Originally posted by: Hayabusa Rider
Who decides who can afford what? What happens if people have income, but not the cash flow because of current debt? If someone making 60K has less disposable income than someone else making half that because the balloon their mortgage hit or children's educational expenses eat up the paycheck, will they now have to declare bankruptcy to comply with the mandate? I know a family who has had crappy luck and don't have savings or much else despite the fact that they are earning over 100k. What about them? The bills don't go away.
Think about what is going on here...the discussion is not about whether or not the people who are swimming in debt will get health care; it's about how they can avoid being fined for not purchasing insurance. Suppose the family in your example managed to scrap up the premium for some high-deductible insurance policy, what is the likelihood that they would be able to actually use? IOW, how likely is it that they would seek the routine care that would comprise the deductible? And in if they actually had a medical emergency -- something that used up the entire deductible in one go -- what's the likelihood that debt would send them into bankruptcy? How does any of that make them healthier?

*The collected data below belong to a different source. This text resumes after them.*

PR #45, opened 2019-12-05
HBASE-23371 [HBCK2] Provide client side method for removing ghost regions in meta.

wchevreuil:
Figured there were many similarities with the already existing _addFsRegionsMissingInMeta_ and _reportMissingRegionsInMeta_, so had worked on some refactoring in order to avoid code duplication.

### DIFF
--- a/hbase-hbck2/README.md
+++ b/hbase-hbck2/README.md
@@ -174,12 +174,45 @@ Command:
    for how to generate new report.
    SEE ALSO: reportMissingRegionsInMeta
 
+ removeExtraRegionsFromMeta <NAMESPACE|NAMESPACE:TABLENAME>...
+   To be used when regions present on hbase:meta, but with no related
+   directories on the file system. Needs hbase:meta
+   to be online. For each table name passed as parameter, performs diff
+   between regions available in hbase:meta and region dirs on the given
+   file system, removing extra regions from meta with no matching directory.
+   An example removing extra regions for tables 'tbl_1' in the default
+   namespace, 'tbl_2' in namespace 'n1' and for all tables from
+   namespace 'n2':
+     $ HBCK2 removeExtraRegionsFromMeta default:tbl_1 n1:tbl_2 n2
+   SEE ALSO: reportExtraRegionsInMeta
+   SEE ALSO: addFsRegionsMissingInMeta
+   SEE ALSO: fixMeta
+
  replication [OPTIONS] [<TABLENAME>...]
    Options:
     -f, --fix    fix any replication issues found.
    Looks for undeleted replication queues and deletes them if passed the
    '--fix' option. Pass a table name to check for replication barrier and
    purge if '--fix'.
+
+ reportExtraRegionsInMeta <NAMESPACE|NAMESPACE:TABLENAME>...
+   To be used when regions present on hbase:meta, but with no related
+   directories on the file system. Needs hbase:meta to be online.
+   For each table name passed as parameter, performs diff
+   between regions available in hbase:meta and region dirs on the given
+   file system. This is a CHECK only method,
+   designed for reporting purposes and doesn't perform any fixes.
+   It provides a view of which regions (if any) would get removed from meta,
+   grouped by respective table/namespace. To effectively
+   remove regions from meta, run removeExtraRegionsFromMeta.
+   An example triggering extra regions report for tables 'table_1'
+   and 'table_2', under default namespace:
+     $ HBCK2 reportExtraRegionsInMeta default:table_1 default:table_2
+   An example triggering missing regions execute for table 'table_1'
+   under default namespace, and for all tables from namespace 'ns1':
+     $ HBCK2 reportExtraRegionsInMeta default:table_1 ns1
+   Returns list of extra regions for each table passed as parameter, or
+   for each table on namespaces specified as parameter.
 
  reportMissingRegionsInMeta <NAMESPACE|NAMESPACE:TABLENAME>...
    To be used when regions missing from hbase:meta but directories
@@ -527,6 +560,18 @@ operational. In such situations, problem can be addressed with the Master online
 using the _addFsRegionsMissingInMeta_ command in _HBCK2_. This command is less disruptive to
 hbase than a full hbase:meta rebuild covered later, and it can be used even for
 recovering the _namespace_ table region.
+
+### Extra Regions in hbase:meta region/table restore/rebuild
+
+There can also be situations where table regions have been removed file system, but still
+have related entries on hbase:meta table. This may happen due to problems on splitting, manual
+operation mistakes (like deleting/moving the region dir manually), or even meta info data loss
+issues such as HBASE-21843.
+
+Such problem can be addressed with the Master online, using the _removeExtraRegionsFromMeta_
+command in _HBCK2_. This command is less disruptive to hbase than a full hbase:meta rebuild
+covered later. Also useful when this happens on versions that don't support _fixMeta_ hbck2 option
+(any prior to "2.0.6", "2.1.6", "2.2.1", "2.3.0","3.0.0").
 
 #### Online hbase:meta rebuild recipe
 
--- a/hbase-hbck2/README.md
+++ b/hbase-hbck2/README.md
@@ -148,6 +148,29 @@ Command:
    to finish parent and children. This is SLOW, and dangerous so use
    selectively. Does not always work.
 
+ extraRegionsInMeta <NAMESPACE|NAMESPACE:TABLENAME>...
+   Options:
+    -f, --fix    fix meta by removing all extra regions found.
+   Reports regions present on hbase:meta, but with no related
+   directories on the file system. Needs hbase:meta to be online.
+   For each table name passed as parameter, performs diff
+   between regions available in hbase:meta and region dirs on the given
+   file system. Extra regions would get deleted from Meta
+   if passed the --fix option.
+   NOTE: Before deciding on use the "--fix" option, it's worth check if
+   reported extra regions are overlapping with existing valid regions.
+   If so, then "extraRegionsInMeta --fix" is indeed the optimal solution.
+   Otherwise, "assigns" command is the simpler solution, as it recreates
+   regions dirs in the filesystem, if not existing.
+   An example triggering extra regions report for tables 'table_1'
+   and 'table_2', under default namespace:
+     $ HBCK2 extraRegionsInMeta default:table_1 default:table_2
+   An example triggering missing regions execute for table 'table_1'
+   under default namespace, and for all tables from namespace 'ns1':
+     $ HBCK2 extraRegionsInMeta default:table_1 ns1
+   Returns list of extra regions for each table passed as parameter, or
+   for each table on namespaces specified as parameter.
+
  filesystem [OPTIONS] [<TABLENAME>...]
    Options:
     -f, --fix    sideline corrupt hfiles, bad links, and references.
@@ -174,45 +197,12 @@ Command:
    for how to generate new report.
    SEE ALSO: reportMissingRegionsInMeta
 
- removeExtraRegionsFromMeta <NAMESPACE|NAMESPACE:TABLENAME>...
-   To be used when regions present on hbase:meta, but with no related
-   directories on the file system. Needs hbase:meta
-   to be online. For each table name passed as parameter, performs diff
-   between regions available in hbase:meta and region dirs on the given
-   file system, removing extra regions from meta with no matching directory.
-   An example removing extra regions for tables 'tbl_1' in the default
-   namespace, 'tbl_2' in namespace 'n1' and for all tables from
-   namespace 'n2':
-     $ HBCK2 removeExtraRegionsFromMeta default:tbl_1 n1:tbl_2 n2
-   SEE ALSO: reportExtraRegionsInMeta
-   SEE ALSO: addFsRegionsMissingInMeta
-   SEE ALSO: fixMeta
-
  replication [OPTIONS] [<TABLENAME>...]
    Options:
     -f, --fix    fix any replication issues found.
    Looks for undeleted replication queues and deletes them if passed the
    '--fix' option. Pass a table name to check for replication barrier and
    purge if '--fix'.
-
- reportExtraRegionsInMeta <NAMESPACE|NAMESPACE:TABLENAME>...
-   To be used when regions present on hbase:meta, but with no related
-   directories on the file system. Needs hbase:meta to be online.
-   For each table name passed as parameter, performs diff
-   between regions available in hbase:meta and region dirs on the given
-   file system. This is a CHECK only method,
-   designed for reporting purposes and doesn't perform any fixes.
-   It provides a view of which regions (if any) would get removed from meta,
-   grouped by respective table/namespace. To effectively
-   remove regions from meta, run removeExtraRegionsFromMeta.
-   An example triggering extra regions report for tables 'table_1'
-   and 'table_2', under default namespace:
-     $ HBCK2 reportExtraRegionsInMeta default:table_1 default:table_2
-   An example triggering missing regions execute for table 'table_1'
-   under default namespace, and for all tables from namespace 'ns1':
-     $ HBCK2 reportExtraRegionsInMeta default:table_1 ns1
-   Returns list of extra regions for each table passed as parameter, or
-   for each table on namespaces specified as parameter.
 
  reportMissingRegionsInMeta <NAMESPACE|NAMESPACE:TABLENAME>...
    To be used when regions missing from hbase:meta but directories
--- a/hbase-hbck2/README.md
+++ b/hbase-hbck2/README.md
@@ -165,7 +165,7 @@ Command:
    An example triggering extra regions report for tables 'table_1'
    and 'table_2', under default namespace:
      $ HBCK2 extraRegionsInMeta default:table_1 default:table_2
-   An example triggering missing regions execute for table 'table_1'
+   An example triggering extra regions report for table 'table_1'
    under default namespace, and for all tables from namespace 'ns1':
      $ HBCK2 extraRegionsInMeta default:table_1 ns1
    Returns list of extra regions for each table passed as parameter, or
--- a/hbase-hbck2/src/main/java/org/apache/hbase/FsRegionsMetaRecoverer.java
+++ b/hbase-hbck2/src/main/java/org/apache/hbase/FsRegionsMetaRecoverer.java
@@ -30,6 +30,7 @@ import java.util.concurrent.ExecutionException;
 import java.util.concurrent.ExecutorService;
 import java.util.concurrent.Executors;
 import java.util.concurrent.Future;
+import java.util.function.Function;
 import java.util.stream.Collectors;
 
 import org.apache.hadoop.conf.Configuration;
@@ -51,7 +52,7 @@ import org.slf4j.Logger;
 import org.slf4j.LoggerFactory;
 
 /**
- * This class implements the inner works required for checking and recover regions that wrongly
+ * This class implements the inner works required for checking and recovering regions that wrongly
  * went missing in META, or are left present in META but with no equivalent FS dir.
  * Normally HBCK2 fix options rely on Master self-contained information to recover/fix
  * inconsistencies, but this an exception case where META table is in a broken state.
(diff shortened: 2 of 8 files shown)


hbase-hbck2/README.md
```diff
@@ -174,13 +174,46 @@ Command:
    for how to generate new report.
    SEE ALSO: reportMissingRegionsInMeta
 
+ removeExtraRegionsFromMeta <NAMESPACE|NAMESPACE:TABLENAME>...
+   To be used when regions present on hbase:meta, but with no related
+   directories on the file system. Needs hbase:meta
+   to be online. For each table name passed as parameter, performs diff
+   between regions available in hbase:meta and region dirs on the given
+   file system, removing extra regions from meta with no matching directory.
```
saintstack: Removing regions from meta? Favoring the filesystem view?

hbase-hbck2/README.md
```diff
@@ -174,13 +174,46 @@ Command:
...
+   SEE ALSO: fixMeta
+
  replication [OPTIONS] [<TABLENAME>...]
    Options:
     -f, --fix    fix any replication issues found.
    Looks for undeleted replication queues and deletes them if passed the
    '--fix' option. Pass a table name to check for replication barrier and
    purge if '--fix'.
 
+ reportExtraRegionsInMeta <NAMESPACE|NAMESPACE:TABLENAME>...
```
saintstack: You don't want to add one method and then add a --fix flag for case of where you want the command to actually perform fixes? (filesystem does this -- reporting if no flags and then fixing if a --fix passed).

saintstack: This cuts down some on the number of commands operator sees.

daisukebe:
Hi @wchevreuil, couple of comments based on my test. 

Unless the region is overlapped with other regions in meta, uses should use `assign '<region>'` command as a viable action to take because it generates a new empty region directory appropriately via `org.apache.hadoop.hbase.regionserver.HRegionFileSystem#writeRegionInfoFileContent`. 

Otherwise, in a case where the region is overlapped with others in meta, we should remove the region's entry from meta as assuming it does not have valid data in HDFS.

Thoughts?

hbase-hbck2/src/main/java/org/apache/hbase/HBCK2.java
```diff
@@ -99,8 +97,10 @@
 
   private static final String ADD_MISSING_REGIONS_IN_META_FOR_TABLES =
     "addFsRegionsMissingInMeta";
-  private static final String ADD_MISSING_REGIONS_IN_META = "addMissingRegionsInMeta";
   private static final String REPORT_MISSING_REGIONS_IN_META = "reportMissingRegionsInMeta";
+  static final String REMOVE_EXTRA_REGIONS_IN_META_FROM_TABLES =
+    "removeExtraRegionsFromMeta";
+  static final String REPORT_EXTRA_REGIONS_IN_META = "reportExtraRegionsInMeta";
```
daisukebe: People in the real world, including me, are still using hbck1 as a trusted report to deal with inconsistencies. Good to have this functionality in HBCK2 too!

hbase-hbck2/README.md
wchevreuil: Yeah (see Daisuke's comments next). This is similar to the previous _addFsRegionsMissingInMeta_ command, where we assume the filesystem to be the source of truth. Given the "ghost" region in meta is useless without a related dir in the filesystem, here deletion would have no risk of dataloss.

hbase-hbck2/README.md
wchevreuil: Yep, makes sense, let me refactor it accordingly. Coming on next commit.

wchevreuil: Yep, makes sense, let me refactor it accordingly. Coming on next commit.

hbase-hbck2/src/main/java/org/apache/hbase/HBCK2.java
wchevreuil: > Unless the region is overlapped with other regions in meta, uses should use assign '<region>' command as a viable action to take because it generates a new empty region directory appropriately via org.apache.hadoop.hbase.regionserver.HRegionFileSystem#writeRegionInfoFileContent.

Thanks for pointing this out, @daisukebe ! Let me add this valuable insight to the command instructions and "recipes" section of the README.

> People in the real world, including me, are still using hbck1 as a trusted report to deal with inconsistencies

Yeah, hbck2 is not targeted to be a reporting tool, but as part of work for both this new command and the _addFsRegionsMissingInMeta_ is to figure out which regions these need to fix, had then decided to expose the _checking_ logic as a reporting command that can be executed on its own.

wchevreuil:
New commit pushed to this PR. Changes:
1) Made a single command "extraRegionsInMeta" with a "-f/-fix" option as suggested by Stack;
2) Added remarks about "assigns" command in the help text, as pointed out by Daisuke;

hbase-hbck2/src/main/java/org/apache/hbase/HBCK2.java
```diff
@@ -374,6 +359,8 @@ private static String getCommandUsage() {
     writer.println();
     usageBypass(writer);
     writer.println();
+    usagetExtraRegionsInMeta(writer);
```
daisukebe: Typo: `usageExtraRegionsInMeta`?

hbase-hbck2/src/main/java/org/apache/hbase/HBCK2.java
```diff
@@ -490,6 +477,33 @@ private static void usageReplication(PrintWriter writer) {
     writer.println("   purge if '--fix'.");
   }
 
+  private static void usagetExtraRegionsInMeta(PrintWriter writer) {
```
daisukebe: Same typo: `usageExtraRegionsInMeta`

hbase-hbck2/src/main/java/org/apache/hbase/FsRegionsMetaRecoverer.java
```diff
@@ -33,19 +38,21 @@
...
 import org.apache.hadoop.hbase.util.FSUtils;
 
+import org.apache.hadoop.hbase.util.Pair;
 import org.slf4j.Logger;
 import org.slf4j.LoggerFactory;
 
 /**
- * This class implements the inner works required for check and recover regions that wrongly
- * went missing in META.
+ * This class implements the inner works required for checking and recover regions that wrongly
```
joshelser: nit: recovering (to match "checking")

hbase-hbck2/src/main/java/org/apache/hbase/FsRegionsMetaRecoverer.java
```diff
@@ -70,61 +77,207 @@ public FsRegionsMetaRecoverer(Configuration configuration) throws IOException {
...
-        LOG.warn("Can't get missing regions from meta", e);
-      }
+      });
+      return missingRegions;
+    });
+  }
+
+  List<RegionInfo> findExtraRegionsInMETA(String table) throws IOException {
+    InternalMetaChecker<RegionInfo> extraChecker = new InternalMetaChecker<>();
+    return extraChecker.checkRegionsInMETA(table, (regions,dirs) -> {
```
joshelser: Ultimately this is the same logic as `findMissingRegionsInMETA`.

For types `A`, `B`, and `C`: take a `Collection<A>`, `Collection<B>`, a function `f(A) -> C` and `f(B) -> C`. We want to find all elements in `A` that don't exist in `B`. In Set theory, this is the difference: https://en.wikipedia.org/wiki/Complement_(set_theory)#Relative_complement

For this code, we have `Path` (A) and `RegionInfo` (B) and we want to transform them into a common type `String` (C) which is the encoded region name.

Pseudocode-y
`setComplement(Set<RegionInfo> regionsInMeta, Set<Path> regionsInHdfs, Function<RegionInfo,String> regionInfoToName, Function<Path, String> pathToRegionName)`
`setComplement(Set<Path> regionsInHdfs, Set<RegionInfo> regionsInMeta, Function<Path,String> ..., Function<RegionInfo,String> ..)`

If it's not terribly difficult, could the underlying logic be consolidated?

hbase-hbck2/src/main/java/org/apache/hbase/HBCK2.java
```diff
@@ -191,76 +189,63 @@ int setRegionState(ClusterConnection connection, String region,
...
+      new FsRegionsMetaRecoverer(this.conf)) {
+      List<String> namespacesTables = formatNameSpaceTableParam(commandLine.getArgs());
+      Map<TableName, List<RegionInfo>> reportMap =
+        fsRegionsMetaRecoverer.reportTablesExtraRegions(namespacesTables);
+      final List<String> toFix = new ArrayList<>();
+      reportMap.entrySet().forEach( e -> {
+          result.put(e.getKey(),
+            e.getValue().stream().map(r->r.getEncodedName()).collect(Collectors.toList()));
+          if(fix && e.getValue().size()>0){
+            toFix.add(e.getKey().getNameWithNamespaceInclAsString());
```
joshelser: Why convert `TableName` to a `String`? It seems like when you end up using this String, it would be easier (less error-prone) to have the `TableName`.

hbase-hbck2/src/main/java/org/apache/hbase/FsRegionsMetaRecoverer.java
```diff
@@ -70,61 +77,207 @@ public FsRegionsMetaRecoverer(Configuration configuration) throws IOException {
...
+    Map<TableName,List<T>> reportTablesRegions(final List<String> namespacesOrTables,
+      ExecFunction<List<T>, String> checkingFunction) throws IOException {
+      final Map<TableName,List<T>> result = new HashMap<>();
+      List<TableName> tableNames = MetaTableAccessor.
+        getTableStates(FsRegionsMetaRecoverer.this.conn).keySet().stream()
+          .filter(tableName -> {
+            if(namespacesOrTables==null || namespacesOrTables.isEmpty()){
+              return true;
+            } else {
+              Optional<String> findings = namespacesOrTables.stream().filter(
```
joshelser: This is the other half: if we have a `TableName` here, can we simplify this check?

hbase-hbck2/src/main/java/org/apache/hbase/FsRegionsMetaRecoverer.java
```diff
@@ -70,61 +77,207 @@ public FsRegionsMetaRecoverer(Configuration configuration) throws IOException {
...
+              //we want to allow potential running threads to finish, so we collect execution
+              //errors and show those later
+              LOG.debug("Caught execution error: ", e);
+              executionErrors.add(e);
+            }
+          }
+        }
+      } catch (IOException | InterruptedException e) {
+        LOG.error("ERROR executing thread: ", e);
+        throw new IOException(e);
```
joshelser: Unnecessary wrap with another `IOE`.

hbase-hbck2/src/main/java/org/apache/hbase/FsRegionsMetaRecoverer.java
```diff
@@ -70,61 +77,207 @@ public FsRegionsMetaRecoverer(Configuration configuration) throws IOException {
...
+  }
+
+  @FunctionalInterface
+  interface ExecFunction<T, NamespaceOrTable> {
+    T execute(NamespaceOrTable name) throws IOException;
+  }
+
+  public static void main(String[] args){
+    System.out.println("hi");
+  }
```
joshelser: Remove :)

hbase-hbck2/src/main/java/org/apache/hbase/FsRegionsMetaRecoverer.java
wchevreuil: Coming on next commit.

hbase-hbck2/src/main/java/org/apache/hbase/FsRegionsMetaRecoverer.java
wchevreuil: Yeah, I guess we could basically move the whole loop to InternalMetaChecker. Let me work on that and try get it improved in the next commit.

hbase-hbck2/src/main/java/org/apache/hbase/FsRegionsMetaRecoverer.java
wchevreuil: Coming on next commit.

hbase-hbck2/src/main/java/org/apache/hbase/FsRegionsMetaRecoverer.java
wchevreuil: Oops.

hbase-hbck2/src/main/java/org/apache/hbase/FsRegionsMetaRecoverer.java
wchevreuil: Problem is that I'm allowing _namespacesOrTables_ value to be a namespace, in which case, all tables under the given namespace should be checked. If we make it a _TableName_ type, I guess we won't be able to pass a namespace as value.

hbase-hbck2/src/main/java/org/apache/hbase/HBCK2.java
wchevreuil: Will be fixed on next commit.

hbase-hbck2/src/main/java/org/apache/hbase/HBCK2.java
wchevreuil: Will be fixed on next commit.

wchevreuil:
Ping @joshelser @saintstack @daisukebe , any further thoughts on this one?

hbase-hbck2/src/main/java/org/apache/hbase/FsRegionsMetaRecoverer.java
joshelser: This is nice!

hbase-hbck2/src/main/java/org/apache/hbase/HBCK2.java
joshelser: Answered elsewhere -- string is used to send both table name or namespace

hbase-hbck2/src/main/java/org/apache/hbase/FsRegionsMetaRecoverer.java
```diff
@@ -70,61 +78,203 @@ public FsRegionsMetaRecoverer(Configuration configuration) throws IOException {
...
+                  LOG.debug("running thread for {}", tableName.getNameWithNamespaceInclAsString());
+                  return execFunction.execute(report.get(tableName));
+                }
+              }));
+            } else {
+              LOG.warn("Table {} does not exist! Skipping...",
+                tableName.getNameWithNamespaceInclAsString());
+            }
+          }
+          for(Future<List<String>> f : futures){
```
joshelser: Instead of calling `future.get()` here, what about `future.isDone()` and sending the `Future<List<String>>` back to the caller? It would simplify the logic here and still let you shut down the `ExecutorService`.

Your method return type could just be `Map<String,Future<List<String>>>`, mapping "namespaceOrTable" to a `Future` with the exception or result of computation.

hbase-hbck2/src/main/java/org/apache/hbase/FsRegionsMetaRecoverer.java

As with most of what is being discussed, this provision works against what should be the primary objective of reform:
To ensure that every legal residents can obtain medical treatment when he needs it without bankrupting himself or the nation in the process. Anything less than that is nothing but a bailout for one industry or another.
Lost in the Shuffle: The Overarching Goals of Health Reform
1. Financial barriers should not stand between Americans and preventive or acute health care that they sincerely believe will address concerns over a troubling medical condition, in a timely manner, before that condition grows into a critically serious illness.
2. Having received needed health care, no American family should be so financially devastated by medical bills that it cannot meet routine daily living expenses ? for example, make utility or mortgage payments on time or finance the education of the family?s children.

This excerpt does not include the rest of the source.